A method of deriving parallel algorithms for direct integration in structural dynamics

Abstract

A method of deriving parallel algorithms from well-established conventional direct integration algorithms such as the Wilson θ method, Newmark β method etc. is presented. The new algorithms are able to effectively exploit the power of parallel computers for the dynamic analysis of large-scale structures, and may be more efficient than the conventional methods, even on uniprocessors. It appears that the parallel algorithms can be made to maintain the property of unconditional stability displayed by the conventional methods. The parallel algorithms are derived by splitting the stiffness, damping and mass matrices such that the dynamic equations of motion can be cast in block diagonal form.
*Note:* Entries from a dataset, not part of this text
PR #15473, opened 2025-04-02
`polars into-df`/`polars into-lazy`: `--schema` will not throw error if only some columns are defined

pyz4:
# Description
The current implementation of `polars into-df` and `polars into-lazy` will throw an error if `--schema` is provided but not all columns are defined. This PR seeks to remove this requirement so that when a partial `--schema` is provided, the types on the defined columns are overridden while the remaining columns take on their default types. 

**Current Implementation**
```
$ [[a b]; [1 "foo"] [2 "bar"]] | polars into-df -s {a: str} | polars schema
Error:   × Schema does not contain column: b
   ╭─[entry #88:1:12]
 1 │ [[a b]; [1 "foo"] [2 "bar"]] | polars into-df -s {a: str} | polars schema
   ·            ─────
   ╰────
```

**New Implementation (no error thrown on partial schema definition)**
Column b is not defined in `--schema`
```
$ [[a b]; [1 "foo"] [2 "bar"]] | polars into-df --schema {a: str} | polars schema
╭───┬─────╮
│ a │ str │
│ b │ str │
╰───┴─────╯
```

# User-Facing Changes
Soft breaking change: The user's previous (erroneous) code that would have thrown an error would no longer throw an error. The user's previous working code will still work.

# Tests + Formatting

# After Submitting

### DIFF
--- a/crates/nu_plugin_polars/src/dataframe/command/core/to_df.rs
+++ b/crates/nu_plugin_polars/src/dataframe/command/core/to_df.rs
@@ -35,7 +35,7 @@ impl PluginCommand for ToDataFrame {
             .named(
                 "schema",
                 SyntaxShape::Record(vec![]),
-                r#"Polars Schema in format [{name: str}]. CSV, JSON, and JSONL files"#,
+                r#"Polars Schema in format [{name: str}]."#,
                 Some('s'),
             )
             .switch(
@@ -189,6 +189,16 @@ impl PluginCommand for ToDataFrame {
                         Series::new("a".into(), [1u8, 2]),
                         Series::new("b".into(), ["foo", "bar"]),
                         Series::new("c".into(), [3i64, 3]),
+                    ], Span::test_data())
+                    .expect("simple df for test should not fail")
+                    .into_value(Span::test_data()),
+                ),
+            },
+            Example {
+                description: "If a provided schema specifies a subset of columns, only those columns are selected",
+                example: r#"[[a b]; [1 "foo"] [2 "bar"]] | polars into-df -s {a: str}"#,
+                result: Some(NuDataFrame::try_from_series_vec(vec![
+                        Series::new("a".into(), ["1", "2"]),
                     ], Span::test_data())
                     .expect("simple df for test should not fail")
                     .into_value(Span::test_data()),
--- a/crates/nu_plugin_polars/src/dataframe/command/core/to_lazy.rs
+++ b/crates/nu_plugin_polars/src/dataframe/command/core/to_lazy.rs
@@ -3,7 +3,9 @@ use crate::{dataframe::values::NuSchema, values::CustomValueSupport, Cacheable, 
 use crate::values::{NuDataFrame, NuLazyFrame};
 
 use nu_plugin::{EngineInterface, EvaluatedCall, PluginCommand};
-use nu_protocol::{Category, Example, LabeledError, PipelineData, Signature, SyntaxShape, Type};
+use nu_protocol::{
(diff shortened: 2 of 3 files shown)


ayax79:
@pyz4,
I like the idea of this not erroring on missing columns, however the behavior should be the same as `polars open`. When `polars open` is called with a schema, columns that are not specified in the schema are not retained in the dataframe:

```nushell
> ❯ : polars open ls.parquet | polars schema
╭──────────┬──────────────╮
│ name     │ str          │
│ type     │ str          │
│ size     │ i64          │
│ modified │ datetime<ns> │
╰──────────┴──────────────╯

> ❯ : polars open -s {name: str, type: str} ls.parquet | polars schema
╭──────────┬──────────────╮
│ name     │ str          │
│ type     │ str          │
│ size     │ i64          │
│ modified │ datetime<ns> │
╰──────────┴──────────────╯
```

This will make it consistent with how polars itself operates, and spark to for that matter.

ayax79:
@pyz4,
I like the idea of this not erroring on missing columns, however the behavior should be the same as `polars open`. When `polars open` is called with a schema, columns that are not specified in the schema are not retained in the dataframe:

```nushell
> ❯ : ls | polars into-df | polars save ls.csv

> ❯ : polars open ls.csv | polars schema
╭──────────┬─────╮
│ name     │ str │
│ type     │ str │
│ size     │ i64 │
│ modified │ str │
╰──────────┴─────╯

> ❯ : polars open -s {name: str, type: str} ls.csv | polars schema
╭──────┬─────╮
│ name │ str │
│ type │ str │
╰──────┴─────╯
```

This will make it consistent with how polars itself operates, and spark to for that matter.

P.S. I have noticed a bug with `polars open` with a parquet not behaving correctly, that should be fixed.

pyz4:
@ayax79
I see the benefit of matching up the behavior with polars and spark. I can make that change.

What's the error you see in `polars open` with parquet?

pyz4:
@ayax79, I've updated the PR so that columns not specified in a schema will be excluded for `polars into-df` and `polars into-lazy`.

Regarding the `polars open` issue of ignoring the schema when reading parquet files: it is an easy fix so that schema is accounted for but doing so seems counter to the original intentions. The documentation says that the `--schema` parameter in `polars open` only applies to CSV, JSON, and JSONL files but not parquet files.

```
Flags:
  --eager: Open dataframe as an eager dataframe
  -t, --type <string>: File type: csv, tsv, json, parquet, arrow, avro. If omitted, derive from file extension
  -d, --delimiter <string>: file delimiter character. CSV file
  --no-header: Indicates if file doesn't have header. CSV file
  --infer-schema <number>: Number of rows to infer the schema of the file. CSV file
  --skip-rows <number>: Number of rows to skip from file. CSV file
  --columns <list<string>>: Columns to be selected from csv file. CSV and Parquet file
  -s, --schema <record>: Polars Schema in format [{name: str}]. CSV, JSON, and JSONL files
  --hive-enabled: Enable hive support. Parquet and Arrow files
  --hive-start-idx <number>: Start index of hive partitioning. Parquet and Arrow files
  --hive-schema <record>: Hive schema in format [{name: str}]. Parquet and Arrow files
  --hive-try-parse-dates: Try to parse dates in hive partitioning. Parquet and Arrow files
  --truncate-ragged-lines: Truncate lines that are longer than the schema. CSV file
```

ayax79:
@pyz4, for `--columns` that flag is older than the `--schema` flag. I added schema support about a year ago. The other predates me. The only reason for leaving it would be if it works with parquet files. It is strange that schema doesn't work with parquet, I guess I have never noticed. You can do it with spark, and sometimes half to if you are reading a bunch of parquet files with inconsistent schemas.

The splitting of the matrices corresponds to physical subdomains of the structure. Each set of block diagonal equations can be solved independently of the others and therefore the computations can be performed in parallel. However, a predictor-corrector approach requiring iterations within a time step must be used for acceptable accuracy. The method described in this paper is derived from the Wilson θ method and is called the “parallel Wilson θ method.” A simple numerical example is used to illustrate the accuracy of the parallel method, which is comparable to the conventional method when a sufficient number of iterations is used. Preliminary computations were performed on a BBN GP-1000 distributed-memory parallel computer to assess the performance of the parallel algorithm. The proposed method is especially suited for large-scale non-linear structural dynamics problems.